Sans douter de qui que ce soit, chaque analyste étant tenu à des règles de déontologie, voilà quelques éléments qui permettent en tout cas de pondérer l’objectivité des conseils prodigués.
Autre point assez déroutant : la forte proportion de conseils positifs (achat, surpondération, renforcement, etc…), par rapport aux conseils de vente ou d’allègement. Il semble en fait qu’il soit mal vu de proposer des conseils de vente, alors que la très grande majorité des investisseurs interviennent à la hausse. Il faut donc parfois savoir lire entre les lignes : des « conserver », « sous-pondérer », voir même « accumuler » cachent parfois des recommandation de vente. Autre point à regarder : l’objectif de cours donné, qui, couplé à la recommandation, permet de se faire une idée plus précise sur l’opinion de l’analyste.
Ces conseils peuvent-ils donc réellement être utilisables par le petit actionnaire ? Quelle est leur influence sur le marché ?
Il suffit de regarder quelques-uns de ces conseils, et le comportement du cours le jour de publication de la recommandation, pour se rendre compte d’un impact évident sur le marché, même si cet impact est dépendant de la renommée de la société d’analyse financière émettrice. Cet impact peut durer deux ou trois jours parfois, mais il va vite en s’atténuant… avant souvent même que le cours ne reparte en sens inverse. Pourquoi ? Certains dirons que lorsqu’une société donne un conseil d’achat, c’est qu’elle veut vendre ses titres, et inversement, afin de trouver la contrepartie suffisante. Pourquoi pas, même si l’on peut espérer que les autorités de marché veillent pour éviter de telles manipulations, malgré des difficultés évidentes pour pouvoir prouver quoique ce soit. On peut également s’apercevoir que bon nombre de conseils interviennent après la bataille, à l’achat alors que le cours a déjà bien monté, ou inversement à la vente. Il faut en effet un certain temps à l’analyste pour faire son travail, compiler les données financières, avant de publier leur recommandation. Il est donc souvent un peu tard – je vous proposerai d’ici peu quelques exemples détaillés lors d’une de mes prochaines publications – et en dehors du long terme, ces recommandations ne semblent donc que peu valables… Encore faut-il que notre cher analyste ne change pas d’avis entre temps.

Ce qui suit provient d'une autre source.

PR #350, opened 2015-06-29
Test for CASSANDRA-9601

stef1927:


cqlsh_tests/cqlsh_tests.py
```diff
@@ -1043,6 +1043,17 @@ def test_client_warnings(self):
 Warnings :
 Unlogged batch covering 2 partitions detected against table [client_warnings.test]. You should use a logged batch for atomicity, or asynchronous writes for performance.""")
 
+    @require("9601")
+    @since('2.2')
+    def test_connect_timeout(self):
+        self.cluster.populate(1)
```
ptnapoleon: Please add the docstring
```
"""
@jira_ticket CASSANDRA-9601
"""
```

ptnapoleon:
+1 after the listed change. Thanks

mambocab:
It'd be nice if this could test the timeout behavior itself -- but I'm not sure how to do that without somehow messing with or stubbing out Cassandra, which we don't don't have the tools to do. I'm +1 on the existing test (with the change ptnapoleon mentioned), but if you have any ideas on how to test the timeout itself, it'd be good to get those in too.

knifewine:
Maybe we could send SIGSTOP to cassandra, wait a little bit and then SIGCONT to resume.

mambocab:
I tried stopping the node via ccm before running the cqlsh statement -- the cqlsh call didn't time out, it just failed. The timeout seems to be for negotiating the connection, not for establishing it. Is what you're proposing different, @knifewine?

knifewine:
I'm overcomplicating things, a stop would accomplish the same, bummer that won't do the trick. Probably more effort than it's worth to mess around with connections, etc.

En conclusion, s’il reste très intéressant de connaître les différentes recommandations chaque matin, ne serait-ce que pour expliquer quelques variations importantes ou à contresens des marchés, il est bien délicat de les utiliser, si ce n’est éventuellement en trading très court terme. Et encore, comment faire lorsque plusieurs cabinets d’analystes ne sont pas d’accord, ce qui est d’ailleurs relativement fréquent ?
A bientôt pour quelques exemples détaillés.